▸ The problem:
The response should be a faithful copy of every record, with nothing left out.

━━━ Source records

PR #2881, opened 2023-08-01
Consolidate two `ruff-pre-commit` entries into one

deepyaman:
## Checklist


tests/pyproject.toml
```diff
@@ -0,0 +1,8 @@
+[tool.ruff]
```
astrojuanlu, line 1: Is there a way to avoid creating another `pyproject.toml` file? This makes `tests` pip-installable

noklam: I don't like the idea of another `pyproject.toml` , does ruff automatically refers to more local scope of `pyproject.toml`? 

I think the better solution of this is using [tool.ruff.per-file-ignores] - See https://beta.ruff.rs/docs/settings/#per-file-ignores
```
[tool.ruff.per-file-ignores]
# Allow these outside of the package
"{tests,docs,tools}/*" = [
rules...
]
```

deepyaman: > I don't like the idea of another `pyproject.toml` , does ruff automatically refers to more local scope of `pyproject.toml`?

Yes, it does; see https://beta.ruff.rs/docs/configuration/#pyprojecttoml-discovery.

> I think the better solution of this is using [tool.ruff.per-file-ignores] - See https://beta.ruff.rs/docs/settings/#per-file-ignores
>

━━━━━━

▸ Task solution:
PR #2881, opened 2023-08-01
Consolidate two `ruff-pre-commit` entries into one

deepyaman:
## Checklist


tests/pyproject.toml
```diff
@@ -0,0 +1,8 @@
+[tool.ruff]
```
astrojuanlu, line 1: Is there a way to avoid creating another `pyproject.toml` file? This makes `tests` pip-installable

noklam: I don't like the idea of another `pyproject.toml` , does ruff automatically refers to more local scope of `pyproject.toml`? 

I think the better solution of this is using [tool.ruff.per-file-ignores] - See https://beta.ruff.rs/docs/settings/#per-file-ignores
```
[tool.ruff.per-file-ignores]
# Allow these outside of the package
"{tests,docs,tools}/*" = [
rules...
]
```

deepyaman: > I don't like the idea of another `pyproject.toml` , does ruff automatically refers to more local scope of `pyproject.toml`?

Yes, it does; see https://beta.ruff.rs/docs/configuration/#pyprojecttoml-discovery.

> I think the better solution of this is using [tool.ruff.per-file-ignores] - See https://beta.ruff.rs/docs/settings/#per-file-ignores
>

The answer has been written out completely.